So if I don't vote for your political party in an election, that's because your platform didn't appeal to me. And that's not my fault. It isn't my job to make you have a platform that will appeal to me.
So if none of the political parties have platforms which appeal to me, and I don't vote for any of them, why is that my fault?
If I don't vote for you, you have not captured my imagination, my vision, and/or my trust.
If nobody captures my imagination, my vision, and/or my trust, that's a condemnation of your political vision. It still isn't my job to make you have a platform that will appeal to me.
If more than 50% of the electorate doesn't vote, that's a gigantic condemnation of the entire political process. It means that more than half of the electorate has decided that none of the options are good enough.
Trying to shame me into voting won't work.
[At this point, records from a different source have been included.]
PR #334, opened 2019-05-14
Allow param.depends to annotate functions

philippjfr:
This PR extends the `depends` decorator to allow it to decorate regular functions not just methods on Parameterized classes. Unlike the usage with a method the decorator must be given parameter instances associated with a Parameterized object. This makes it very easy to tie a simple function to the state of a Parameterized class, scheduling callbacks, and if used in conjunction with Panel makes a reactive pattern possible without requiring users to write entire classes.

The usage with Panel is the primary motivator here, so let us see some examples. Here is a simple example tying the value of a ``FloatSlider`` to the function: 

screencast 2019-05-14 12-20-04

Another simple example is this implementation of a plot selector using hvplot:

reactive_plot

The decorator allows defining both regular arguments and keyword arguments to be passed to the function and also supports the ``watch`` keyword to schedule a callback.

- [x] Add tests

### DIFF
--- a/param/parameterized.py
+++ b/param/parameterized.py
@@ -262,9 +262,9 @@ def ismethod(obj):
     if sys.version_info.major == 2:
         return hasattr(obj, 'im_class')
     else:
-        if '.' in obj.__qualname__:
-            return True
-        return 'self' in inspect.signature(obj).parameters
+        owner = getattr(inspect.getmodule(meth),
+                        meth.__qualname__.split('.<locals>', 1)[0].rsplit('.', 1)[0])
+        return isinstance(owner, type)
 
 
 @accept_arguments
--- a/param/parameterized.py
+++ b/param/parameterized.py
@@ -27,6 +27,7 @@ try:
 except:
     param_pager = None
 
+basestring = basestring if sys.version_info[0]==2 else str # noqa: it is defined
 
 VERBOSE = INFO - 1
 logging.addLevelName(VERBOSE, "VERBOSE")
@@ -258,15 +259,6 @@ def instance_descriptor(f):
     return _f
 
 
-def ismethod(obj):
-    if sys.version_info.major == 2:
-        return hasattr(obj, 'im_class')
-    else:
-        owner = getattr(inspect.getmodule(meth),
-                        meth.__qualname__.split('.<locals>', 1)[0].rsplit('.', 1)[0])
-        return isinstance(owner, type)
-
-
 @accept_arguments
 def depends(func, *dependencies, **kw):
     """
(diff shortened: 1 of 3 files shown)


jbednar:
Beautiful.  I think this will really be useful.  Is it necessary to have ".value" in "slider.param.value", or could we also accept "slider.param"?  It seems like it's nearly always ".value" that we'd want to depend on by default, and having to specify it feels odd.

Also, I think the docs should have a non-trivial example implemented using all of the now five different Panel development styles:

1. `interact`
2. `interact` but re-packed into a compact dashboard
3. `@depends` with bare functions
4. `@depends` with a Parameterized class
5. `.watch` with bare widgets

Having the same thing done each way will help people figure out the similarities and differences between these approaches, to choose the right one for their own projects.

philippjfr:
>I think this will really be useful. Is it necessary to have ".value" in "slider.param.value", or could we also accept "slider.param"?

Yes, I absolutely do not want special handling for specific classes like panel widgets, you are listening to the value parameter so you should specify it.

philippjfr:
>Also, I think the docs should have a non-trivial example implemented using all of the now five different Panel development styles

I strongly agree, not quite sure how far to push it on the non-trivial front yet though.

jbednar:
(I moved that panel-docs comment to the Panel issue, as I didn't notice that this was just on Param.)

param/parameterized.py
```diff
@@ -258,33 +258,70 @@ def _f(self, obj, val):
     return _f
 
 
+def ismethod(obj):
+    if sys.version_info.major == 2:
+        return hasattr(obj, 'im_class')
+    else:
+        owner = getattr(inspect.getmodule(meth),
+                        meth.__qualname__.split('.<locals>', 1)[0].rsplit('.', 1)[0])
+        return isinstance(owner, type)
```
philippjfr: Have to think about this, since py3 does not have the concept of an unbound method we need this hack to find out whether we are decorating a simple function or not. It works well but I'm not entirely convinced it's perfectly robust. If we give up on this then two things would need to happen:

1. We either do not allow keywords at all (only args) or we pointlessly also allow them for methods
2. We do not support ``watch=True`` for functions.

jbednar:
> Yes, it is necessary, I absolutely do not want special handling for specific classes like panel widgets, you are listening to the value parameter so you should specify it.

Good point; Param definitely should not know about Panel.  I guess a Panel widget could have a special property that returns the slider's value parameter instance, e.g. `slider.value`, but that's arbitrary and just seems like it would cause confusion.  Really it would be nice if somehow we could just pass `slider`, and slider would support some general interface that Param recognizes but is not specific to Panel.  I can't think of any clean way to achieve that; basically it would mean a Panel widget masquerading as a param instance.

philippjfr:
Since I cannot reliably distinguish between an unbound method and a regular function in Python 3, I've decided to unify the implementation with the following semantics:

* You can supply either string specs OR parameter instances, a mixture of both is **not** supported.
* When supplying string specs:
  - The method is called without arguments (as it is currently)
  - It is not allowed to provide string specs as keywords (as it is currently)
* When supplying parameter instances:
  - The method is called with the args **and kwargs** defined in the decorator
  - 

The main reason you can't mix string specs and parameter instances because it is ambiguous whether or not these would then be passed in as arguments or not. If we decide that mixing them should be supported the only reasonable resolution to that issue would be to say that if there are any parameter instances in the decorator then it will pass everything in as explicit arguments (which might be reasonable?).

The only other question I have is whether we inspect the function signature to ensure you don't define mismatching depends and function specs?

jbednar:
That all sounds reasonable to me. Using inspect on the function signature would be helpful for debugging, but doesn't seem absolutely required; I'll leave that to you.

jlstevens:
That also sounds reasonable to me. 

My only question is whether you would consider having two decorators, one for methods and one for functions to help split the semantics accordingly. We haven't been fully happy with the name `depends` (and I've gotten less happy with it the longer I've been in the US!). At one point I remember thinking of a name I wish we had used instead but unfortunately, I've currently forgotten what that was!

philippjfr:
@jbednar insisted pretty strongly that it should be one decorator and I think I agree, I think the semantics are clearly enough separated with this proposal that it's not a major issue. Apart from the unfortunate association with the US brand name I think I quite like it since it conveys the concept quite well, certainly prefer it over the ``callback`` decorator in plotly dash.

philippjfr:
If we're all happy with it then this is ready for review.

jlstevens:
Ok, I was just double checking! The suggested API seems to be a decent compromise and I'll review the code shortly...

param/parameterized.py
```diff
@@ -261,29 +262,64 @@ def _f(self, obj, val):
...
+                  (isinstance(dep.owner, ParameterizedMetaclass))):
+            owner = 'None' if dep.owner is None else '%s class' % type(dep.owner).__name__
+            raise ValueError('Reactive functions input parameters '
+                             'must be associated with a Parameterized '
+                             'instance, parameter owner is %s.' % owner)
+
+    if len({type(dep) for dep in deps}) > 1:
+        raise ValueError('Dependencies must either be defined as strings '
+                         'referencing parameters on the class defining '
+                         'the decorated method or as parameter instances, '
```
jlstevens: Full stop instead of a comma here and a new sentence for 'Mixing of string specs and parameter instances is not supported.'?

param/parameterized.py
```diff
@@ -261,29 +262,64 @@ def _f(self, obj, val):
...
+        elif not isinstance(dep, Parameter):
+            raise ValueError('Reactive functions must have '
+                             'only parameters as dependencies. '
+                             'Found %s type instead.' %
+                             type(dep).__name__)
+        elif not (isinstance(dep.owner, Parameterized) or
+                  (isinstance(dep.owner, ParameterizedMetaclass))):
+            owner = 'None' if dep.owner is None else '%s class' % type(dep.owner).__name__
+            raise ValueError('Reactive functions input parameters '
+                             'must be associated with a Parameterized '
```
jlstevens: Little hard for a user to understand I think. Is this equivalent to 'Supplied parameters must be bound to a class or object'?

param/parameterized.py
```diff
@@ -261,29 +262,64 @@ def _f(self, obj, val):
...
+            dep_kwargs = {n: getattr(dep.owner, dep.name) for n, dep in kw.items()}
+            return func(*args, **dep_kwargs)
+
+        for dep in deps:
+            dep.owner.param.watch(cb, dep.name)
+
+    _dinfo = getattr(func, '_dinfo', {})
+    _dinfo.update({'dependencies': dependencies,
+                   'kw': kw, 'watch': watch})
+
```
jlstevens: Good to see all the new logic appearing as one main block.

param/parameterized.py
philippjfr: Ah, yes it's also outdated, you can supply a Parameter associated with a class instead of an instance too now.

jlstevens:
Looks good to me! My only suggestions relate to making the exception messages a little easier for users to understand.

philippjfr:
@jlstevens I revised the exceptions. Let me know if you're happy with them.

jlstevens:
Great! I'll go ahead and merge this now.

PR #339, opened 2019-05-20
Replace assert with real error

philippjfr:


jlstevens:
Simple PR and looks good to me. Any reason not to immediately merge @jbednar ?

PR #342, opened 2019-05-31
Added context managers to manage events and edit constant parameters

philippjfr:


param/parameterized.py
```diff
@@ -106,6 +106,44 @@ def batch_watch(parameterized, run=True):
             parameterized.param._batch_call_watchers()
 
 
+@contextmanager
+def edit_constant(parameterized):
```
jbednar: That name should work, thanks.

param/parameterized.py
```diff
@@ -106,6 +106,44 @@ def batch_watch(parameterized, run=True):
...
+        raise
+    finally:
+        for (p, const) in zip(params, constants):
+            p.constant = const
+
+
+@contextmanager
+def discard_events(parameterized):
+    """
+    Context manager which discards any events within its scope
```
```suggestion
    Context manager that discards any events within its scope
```

Issue #346, opened 2019-06-18
param.DateRange  should accept date object - or at least raise a warning


Casyfill:
right now param.DateRange accepts date objects without any warnings - but does not work that way; I feel it is reasonable to expect it to work with dates, given the name :-)

jbednar:
See example of the problem at https://github.com/pyviz/panel/issues/486 .

maximlt:
Fixed by https://github.com/holoviz/param/pull/341

PR #348, opened 2019-07-05
Date and datetime

randomstuff:
Rename `Date` into `DateTime` and add `CalendarDate` (for `date`).

Same for `DateRange`.

For compatiblity `Date` is an alias for `DateTime`. The idea is to rename `CalendarDate` into `Date` later on.

see #346 and #168

### DIFF
--- a/param/__init__.py
+++ b/param/__init__.py
@@ -1812,7 +1812,7 @@ class MultiFileSelector(ListSelector):
 
 class Date(Number):
     """
-    Date parameter of datetime type.
+    Date parameter of datetime or date type.
     """
 
     def __init__(self, default=None, **kwargs):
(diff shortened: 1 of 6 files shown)


philippjfr:
This looks great to me. @jbednar @jlstevens Any objections?

randomstuff:
(Merged the first two commits)

param/__init__.py
```diff
@@ -1940,13 +1970,42 @@ def _validate(self, val):
...
+
+# Compatibility:
+DateRange = DateTimeRange
+
+
+class CalendarDateRange(Range):
+    """
+    A date range specified as (start_date, end_date).
+
+    Dates must be specified as datetime-like types (see
```
jbednar: Should this be "datetime" or "date"? The latter seems correct to me, but if the former is true, it's fine.

randomstuff:
If this change is merges I'm not sure it makes sense to allow `DateTimeRange` to hold a `date` value instead of a `datetime` one. I find it's preddy strange:

```python
import datetime

import param

    p = param.DateTime()

foo = Foo()
foo.p = datetime.date.today()
print(repr(foo.p))
# => datetime.date(2019, 7, 25)
```

Changing this would be a breaking change however.

randomstuff:
Fixed the documentation of the changes which has some confusing regarding datetime vs date, etc.

randomstuff:
Another solution would be to keep `Date` dand `DateRange` for now (with the idea or replacing them later on with `CalendarDate` and `CalendarDateTime`) which would support both for now and add new `DateTime` and `DateTimeRange` which would only accept `datetime`

randomstuff:
Updated to this alternative proposition:

* keep `Date` unmodified;
* `CalendarDate` for `date`-only.

I'd be tempted to add (in other PRs):

* [`NaiveDateTime`](https://www.w3.org/TR/html52/sec-forms.html#local-date-and-time-state-typedatetimelocal) for naive date times (no timezone information);
* `DateTime` (?) for non-naive datetime;
* [`Time`](https://www.w3.org/TR/html52/sec-forms.html#time-state-typetime) for (naive) `time`.

philippjfr:
Thanks @randomstuff! Sorry for the long review cycle. This is hugely appreciated.

randomstuff:
I was looking of the different `panel` widgets and how they would behave if using `CalendarDate` instead of `Date` this change and I discovered that `datetime` is actually a super class of `date`. (Which is not actually super useful but whatever …).

As a consequence, `CalendarDate` can currenly hold `datetime` values which is not what I intended. The only difference between `Date` and `CalendarDate` is that the latter cannot hold a `np.datetime64` value (because `np.datetime64` is not a super-class of `date`). This is somewhat nice because `np.datetime64` does not behave as a `date` at all (no `.month`, etc.).

Conclusion:

* As `datetime` is a superclass of `date`, it is kind-of expected that the `Date`/`CalendarDate` parameters would accept `datetime` values so the `Date` parameter type is actually OK in this regard. I wonder if it would not be useful to automatically convert `datetime` to `date` on assignment (either for `Date`/`CalendarDate`).

*  I'm not sure `CalendarDate` is actually any useful in its current state and I'd vote for reverting it for now (at least before release if no clear plan as been found).

* Allowing `Date` parameters to hold `np.datetime64` is not super useful because `np.datetime64` do not behave as `date` at all. It might be more useful to convert `np.datetime64` to `datetime`/`date` automatically when assigning.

Trying to claim that it disrespects our sainted veterans who fought and died for my right to vote won't work. I would venture to say that the majority of those veterans who fought and died for that right would be horrified to learn that I was being demanded to vote for someone I didn't want to.
I think those veterans who fought and died etc etc did so in order that I could stand up and say: none of these options are good enough.
Why is that not participation?
In the old days, the USSR would hold an election, and the General Secretary routinely won in excess of 95% of the vote. Of course, this was mostly because he ran unopposed, but never mind -- his people had the vote.
Why if I have the "option" of three or more people I don't want to vote for, suddenly that's democracy?